17 Predestination and election

Predestination to life belongs to God's everlasting purpose. By this is meant that before the foundation of the world, it is his unchangeable decree, in accordance with his secret counsel to deliver from the curse and damnation those who he has chosen in Christ, and to bring them by him to everlasting salvation, as vessels of his mercy (Rom. 9:21ff). Therefore, those on whom such an excellent blessing of God is bestowed are called according to God's purpose by the Holy Spirit working in them in God's good time; through grace they obey this calling and are freely justified by God; they become the sons of God by adoption (Rom 3:24; 8:15f); they are conformed to the image of his only Son Jesus Christ; they lead holy lives that are given to good works to the glory of God; and at last, by God's mercy, they attain to everlasting bliss (Rom. 8:29f; Eph. 2:8-10).

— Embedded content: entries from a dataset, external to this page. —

PR #906, opened 2022-12-14
rewrote overly magic code to make it readable 

staabm:


lib/PhpParser/Builder/Class_.php
```diff
@@ -123,8 +123,6 @@ public function addStmt($stmt) {
             throw new \LogicException(sprintf('Unexpected node of type "%s"', $stmt->getType()));
         }
 
-        $targets[$class][] = $stmt;
```
nikic, line 126: This is not dead code: `$targets[$class]` is a reference to a property, so this modifies that property.

That said, this code is unnecessarily clever, and if you want to rewrite it like this instead, I wouldn't mind: https://github.com/nikic/PHP-Parser/blob/950bf8f1d1865cfd0d248e13a3455db0be1d870c/lib/PhpParser/Builder/Trait_.php#L43

staabm: just pushed a new commit with more readable code.

theofidry:
Holy crap only now I understand what that code was doing 😅 

Quite clever indeed

PR #80, opened 2016-03-15
fix WebDriverIO helper scrollTo

sensone:
```
  I.scrollTo('.selector', 1500, 400)
  **FAIL**  this.browser.scrollTo is not a function
```
WebDriverIO has no scrollTo function. I think it was typo.
Now, it's work.


DavertMik:
Thanks!

PR #82, opened 2016-03-17
I.clearField()

fabioel:
@DavertMik please review this feature!

It is the adaption of [clearElement](http://webdriver.io/api/action/clearElement.html)


DavertMik:
Thanks. Looks really useful

Issue #78, opened 2016-03-14
I.seeElement


fabioel:
I have a question regarding `I.seeElement`:
I find it quite strange that the `I.seeElement` method checks for the element in the DOM and not if the element is actually visible in the DOM, because the `I.see` method checks for the visiblity of the text and not its existance

Wouldn't it be better to implement the `I.seeElement` like this: [Webdriver isVisible](http://webdriver.io/api/state/isVisible.html)
And change the current `I.seeElement` to something like `I.locateElement`

DavertMik:
> I find it quite strange that the I.seeElement method checks for the element in the DOM and not if the element is actually visible in the DOM,

You are right, it should check for visibility as well. At least this is how it works in Codeception, we have seeElementInDOM for DOM chekcing

PR #83, opened 2016-03-17
Change I.seeElement()

fabioel:
@DavertMik I have come up with a proposal for Issue: https://github.com/Codeception/CodeceptJS/issues/78

Tell me if this was what you had in mind!

P.S: I think there is something wrong in the test suit. I can't run it locally....


DavertMik:
Thanks, but not really this... I'd rather not stick to the viewport as this makes tests really fragile, you should always make sure that the browser window you run acceptance tests in is the same size of a browser you run manual tests. 

So I'd ask you to use [isVisible](http://webdriver.io/api/state/isVisible.html) instead.

DavertMik:
Could you update PR (merge it with master, and resend it) ?

DavertMik:
Merged manually. Thanks!

Issue #62, opened 2016-02-09
Support for mouseDown, mouseMove, and mouseUp


hanthomas:
While click and rightClick works for most cases, we also need to be able to perform additional mouse functions to simulate drag and drop.

DavertMik:
Thanks for the idea. I think the overall implementation is pretty simple and you can get done it yourself and send a PR. We use WebdriverIO as backend, and they have all those methods implemented in nice manner. I think they have even drag-and-drop thing. And you can submit pull request with adding those methods to CodeceptJS. All you need to write them in analogy with `rightClick` or `doubleClick` (i.e. to allow usage of strict locators and wrapping promises).

I will be glad to merge it

hanthomas:
Seems simple enough.  I noticed that the docs mention being able to extend WebDriverIO via custom helpers.  So, I was heading down that path.  But, this functionality seems generic enough to create a PR so others can benefit.

DavertMik:
Yes, sure, generic solved issues are welcome. That's the mission of CodeceptJS - to solve common issues in nice way )

DanielRuf:
I think this is still relevant.

PR #84, opened 2016-03-17
Feature/mouse features

fabioel:
@DavertMik I implemented the features suggested in Issue: https://github.com/Codeception/CodeceptJS/issues/62

I did not write the tests yet, because my test runner is not working. It does not show any errors, even if I break existing tests.
Can you have a look at the `package.json` and the `gulp` file and check if everything is fine?
It would also be very great if you could add a `development` section to the `README.md`, so that it is more clear how to run tests and what to do in order to help improving `CodeceptJS`


DavertMik:
I'm not fan of adding methods for pressing up and down mouse buttons, as they can't be treated as complete action. If someone needs a complex interaction, they should implement it on their own and name it accordingly. Otherwise it won't be clean what is user trying to do.

However, dragAndDrop should be added for sure. I hope you don't mind if I just copy your code (and won't merge everything else)

gaurav21r:
@DavertMik We are testing a complex GUI drawing application and Codecept has been great so far. Unfortunately, Drag and Drop (the current API) implementation works for apps like Trello but not Drawing Tools like ours. In our case, mouseup & mousedown are actually atomic interactions for us.

Take a look at this animation:

amaze-rectangle

This can only be tested with

```
I.mousedown(x, y)
I.mousemove(x,y)
I.mouseup(x, y)
```

Requesting you to please reconsider merging this completely?

DavertMik:
> Requesting you to please reconsider merging this completely?

Nope 😇 You won't need to have a test looking like 

```js
I.mousedown(x, y)
I.mousemove(x,y)
I.mouseup(x, y)
```
that's not useful and not readable. You will need to implement an action insidea custom helper using webdriverio API directly. This way you can customize the behavior the way you like and create an action that will fulfill your needs. 

This would look far more better:

```js
I.drawRectangle(x1,y1,x2,y2);
```

JosueDOrtiz:
@DavertMik ,

is this still the case, not wanting mouseDown and MouseUp? Seems similar to pressKeyDown and pressKeyUp.

In my case, I am looking into ways to drag a column in a table so as to change the column order.

storenth:
Did't understand the state of the PR. Looks like no feature provided yet.

PR #87, opened 2016-03-22
Chore/fixes v0.3.0

fabioel:
@DavertMik I realized that we use grabTextFrom, grabValueFrom, but we always had grabAttribute
So I changed it to grabAttributeFrom to stick to the style of the other functions

I also implemented doubleClick for selenium (please have a look at this, not 100% sure)


DavertMik:
Thanks!

PR #90, opened 2016-03-27
Implemented WebDriverIO frame() with new method switchTo() in helper

xdrr:
## Overview

I've been a big fan of CodeceptJS but missed support for IFrames since I switched from a Mocha & WebDriverIO testing stack to CodeceptJS. This merge implements the `frame()` method from https://github.com/webdriverio/webdriverio with a new method named `switchTo()` in the WebDriverIO helper.

`switchTo()` works the same as `frame()` by allowing the test case to change context to content inside an IFrame specified by a locator. Specifying a null locator (the default) will return the test case to the parent frame (usually the current window).

## What's in the merge?

In addition to the new method in the WebDriverIO helper, I've added three test cases and updated the helper specific documentation.

### DIFF
--- a/docs/helpers/WebDriverIO.md
+++ b/docs/helpers/WebDriverIO.md
@@ -882,3 +882,12 @@ Waits for a function to return true (waits for 1sec by default).
 
 -   `fn`  
 -   `sec`  
+
+## switchTo
+
+Switches context to the content within an IFrame element.
+A null locator will return the context to the current window.
+
+**Paramters**
+
+-   `locator`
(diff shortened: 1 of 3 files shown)


DavertMik:
> In addition to the new method in the WebDriverIO helper, I've added three test cases and updated the helper specific documentation.

Thanks! 

Btw, Helpers documentation is taken from dockblocks of methods running `gulp docs` command. So probably your doc may be overwritten. But nevermind, I will try to make docs valid. Thank you for your contribution!

Issue #93, opened 2016-03-30
#89 is not fixed


fabioel:
Hi @DavertMik!

The issue #89 is still not fixed. I tried it once again. I am currently using version `0.3.3` and the tests are not failing when they should!

I have a very simple test once again:

```
'use strict';
const config = require('../../config.js');
const expect = require('chai').expect;

Feature('Navigation');

Before((I) => {
  I.amOnPage(config.baseUrl);
});
Scenario.only( 'Test', (I) => {
    expect(true).to.be.eql(false);
});
```
Here is my terminal output:
```
fabio@fabio-XPS-15-9530:~/Documents/Project/git/core-feature-tests$ node ./node_modules/.bin/codeceptjs run --steps
CodeceptJS v0.3.3
Test root is assumed to be /home/fabio/Documents/Project/git/core-feature-tests

Navigation --
Test
 • I am on page "https://www.test.com"
fabio@fabio-XPS-15-9530:~/Documents/Shore/git/core-feature-tests$ 
```

as you can see the tests don't fail they just finish

Here is the output if I change the assertion (`expect(true).to.be.eql(true)`):
```
Navigation --
Test
• I am on page "https://www.test.com"
 ✓ OK in 1ms
```

fabioel:
__UPDATE__:

This also happens with the `CodeceptJS` assertions. Like `I.see('asdfasdf')` when `'asdfasdf'` is not on the page, the test suite does not fail properly

trikonasana:
Hi @fabioel,
 
if you run node ./node_modules/.bin/codeceptjs run --steps; echo $?

i guess there is a '0' at the end of your output. So I think my bug (#98) is a duplicate of yours (or v.v.)

Is it?

Cheers
tri

tjoskar:
I had the same problem until I manually created the `output` folder. I thought it was a windows-related problem (#126) since I only could reproduce the problem on a windows machine but it turned out that the `output` folder was missing when I tried on the windows machine and once I created the folder it starts working again.

smozely:
Same issue for me on OSx ... it seems like the fix in #94 fixes the reporting, but breaks screenshots. Also in all cases, also the browser isn't shut down correctly on failure. The existence of the output folder only seems to effect recording of the screenshots on the current HEAD for me.

current HEAD
- without the output folder existing, no screenshot, tests don't fail properly
- with the output folder existing, screenshot recorded, tests don't fail properly

with PR #94 applied
[...]

PR #94, opened 2016-03-30
Bug/assertion

fabioel:
@DavertMik this is what i meant in #93


DavertMik:
Thanks, however your solution was not perfect as it didn't make screenshots to be saved on failures. Closing in favor of https://github.com/Codeception/CodeceptJS/pull/162

PR #97, opened 2016-04-04
Bug/run test suite

fabioel:
@DavertMik I have found an error in the test runner

It was not possible to run specific folder (suites) with CodeceptJS

I have implemented a way that works like this:

`codeceptjs run services --steps` that would run all tests in the folder `services` that lies in the testRoot


DavertMik:
Thanks!

DavertMik:
Sorry, I didn't notice this at first sight but this PR can't be merged. You assume that testRoot == current working dir, which is not 100% right.

DavertMik:
I was using locally

```
./bin/codeceptjs run examples
```

probably lots of developers use:

```
./node_modules/codeceptjs/bin/codecept run tests
```
or something like that. So testroot != cwd.

fabioel:
@DavertMik for me the `codecept run test` is only working the the directory in which the `codeceptjs.json` lies, so I cannot understand how you would want to run the tests from anywhere else than the test root.

FYI: I am using `./node_modules/codeceptjs/.bin/codceptjs` and so far it has been working fine.

DavertMik:
You can provide a path to your root with 3rd parameter. 
```
./bin/codeceptjs run examples
```

will execute tests from `examples` dir

fabioel:
Oh, ok. I thought this parameter is meant to execute the suite only for a specific directory. Not the execute it from the directory.

Now it makes sense. When I have time, I will improve that to let the suite run a specific folder

DavertMik:
Thanks. Will be waiting for it )

PR #106, opened 2016-04-11
Fix path resolution on the command line to support absolute paths

denis-sokolov:
Before the change, I could not `codecept run /my/absolute/path`.
`path.join` would always stick the current working directory in front.
More proper path resolution is also simpler, as `path.resolve` will stick
the current working directory if the path is not already absolute.


DavertMik:
Thanks!

PR #108, opened 2016-04-11
Fix path resolution for the helpers config values to support absolute paths

denis-sokolov:
Before the change, I could not set an absolute path as my helpers path.
`path.join` would always stick the project directory in front.
`path.resolve` will, however, check if the path is already absolute, in which case it won’t do anything.


DavertMik:
Thank you!

PR #113, opened 2016-04-18
Fixed bug in generate.js

### LINKED ISSUE #105: TypeError: Cannot read property '1' of null in generate.js:44
without regex in braces  command "codeceptjs gt *tests dir* " failed with error TypeError..

So this
 let defaultExt = config.tests.match(/\*(.*?)$/)[1] || '_test.js';
should be replace with
 let defaultExt = config.tests.match((/\*(.*?)$/)[1]) || '_test.js';
It help me to create new test

jlsjonas:
added parentheses around the regex on line 44, fixes #105

### DIFF
--- a/lib/command/generate.js
+++ b/lib/command/generate.js
@@ -41,7 +41,7 @@ module.exports.test = function (genPath) {
   output.print(`Creating a new test...`);
   output.print('----------------------');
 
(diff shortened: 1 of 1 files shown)


DavertMik:
thanks!

Issue #59, opened 2016-01-30
Codecept config should be JS not JSON


sourcec0de:
@DavertMik I think it would be more useful to load the config as a `.js` file rather than `.json`.
I would be happy to chat about this and submit a pull request for this feature if I can get some direction on developing on `codeceptjs`. I don't like wondering in the dark trying to figure out where everything lives :)

You get some beneifits in doing this.
- environemtnal variables can be controlled outside so you don't have to configure a seperate config per environment
- it can be better controlled programatically
- you can check everything into source control without exposing secrets.

``` js
/**
 * CodeCeptJS Config
 */

module.exports = {
  tests: './tests/*_test.js',
  timeout: 10000,
  output: './tests/reports/',
  helpers: {
    WebDriverIO: {

      // load variables from the environment and provide defaults
      url: process.env.CODECEPT_URL || 'http://localhost:3000',
      browser: 'chrome',

      user: process.env.CLOUDSERVICE_USER,
      key: process.env.CLOUDSERVICE_KEY,

      desiredCapabilities: {
        'browserstack.local': true,
        'browserstack.debug': true
      },

      capabilities: [{
        browserName: 'chrome',
        'browserstack.local': true,
        'browserstack.debug': true
      }],

      logLevel: process.env.WEBDRIVERIO_LOG_LEVEL || 'warn',
      coloredLogs: true,
      waitforTimeout: 10000
    }
  },
  include: {},
  bootstrap: false,

  // don't build monolithic configs
  mocha: require('./tests/mocha_config.js') || {},
  name: 'vortex'
};
```

DavertMik:
I was thinking on such declaration but json seemed simpler to me. Maybe you are right. At least I need some more time to think on it.

Sorry, right now I'm busy with my other projects, so I will get back here soon and provide a proper response.

adrianblynch:
This could easily be backwards compatible too.

I think I prefer JS over JSON for config now.

DustinDSchultz:
If you want to be able to provide the full range of Protractor settings (including the callbacks) you'll need to use a .js file. I'm running into this issue right now.

DioNNiS:
+1

stephane-ruhlmann:
Still not released on npm ?

Psychedelix:
+1

stephane-ruhlmann:
Released with : https://github.com/Codeception/CodeceptJS/commit/9d606f9350b790cedc104858900dde57d15a17fb

[...]

PR #141, opened 2016-05-19
Add in loading config from a JS file

smozely:
Make it easier to configure CodeceptJS
- Not include keys in config files / source control
- Run on different browsers via env flags

RE Issue #59

### DIFF
--- a/lib/command/utils.js
+++ b/lib/command/utils.js
@@ -23,8 +23,6 @@ module.exports.getConfig = function (testRoot) {
     jsonConfigFile = path.join(testRoot, 'codecept.json');
   if (fileExists(jsConfigFile)) {
     config = require(jsConfigFile).config;
-    console.log(config);
-
   } else if (fileExists(jsonConfigFile)) {
     config = JSON.parse(fs.readFileSync(jsonConfigFile, 'utf8'));
   } else {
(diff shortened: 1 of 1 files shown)


DavertMik:
Thank you! 

> Run on different browsers via env flags

Btw, could you explain how to use env flags?

smozely:
@DavertMik your onto them quick today :smile:

For using env settings ... with this I can write my codecept.js config file like this ...

```
exports.config = {
  helpers: {
    WebDriverIO: {
      url: process.env.url, 

... more configs ...
```

I can then run 
```url=https://beta.example.com codeceptjs run --steps```

To control what url the tests run against, good for switching between localhost, test, prod ... same logic applies to the keys for things like sauce labs. Even going to use it to control running our test suite against multiple Browser/OS combinations.

smozely:
Im lost as to why the build is breaking, my changes should have no effect if you don't have a codecept.js file sitting where the config lives

DavertMik:
> Im lost as to why the build is breaking, my changes should have no effect if you don't have a codecept.js file sitting where the config lives

Looks like it was Travis issue

DavertMik:
> To control what url the tests run against, good for switching between localhost, test, prod ... same logic applies to the keys for things like sauce labs. Even going to use it to control running our test suite against multiple Browser/OS combinations.

Ok, that makes sense. I think I should mention this in documentation

PR #1148, opened 2018-07-12
Fix typo in `include:` configuration, add actor include.

wwerner:
The configuration example said `includes:` with an additional `s` instead of `include:`.
I also added the actor import.


DavertMik:
Thanks!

The reverent consideration of our predestination and election in Christ is full of sweet, pleasant and unspeakable strength and comfort to godly persons, who feel the working in themselves of the Spirit of Christ, mortifying the works of the flesh and their earthly passions and drawing their thoughts upward to high and heavenly realities. This teaching is welcome to us both because it strongly establishes and confirms our assurance of eternal salvation to be enjoyed through Christ and also because it kindles in us a fervent love to God. For unregenerate persons, however, who are moved by idle curiosity and who do not have the Spirit of Christ, to be constantly confronted with the doctrine of God's predestination is dangerous and disastrous, since the devil uses it to drive them either to despair or to abandon themselves to immoral and ungodly living, which is no less perilous than despair.

Furthermore, we must accept God's promises in the way in which they are ordinarily presented to us in Holy Scripture, and in all that we do the will of God is to be followed precisely as it is revealed to us in the Word of God.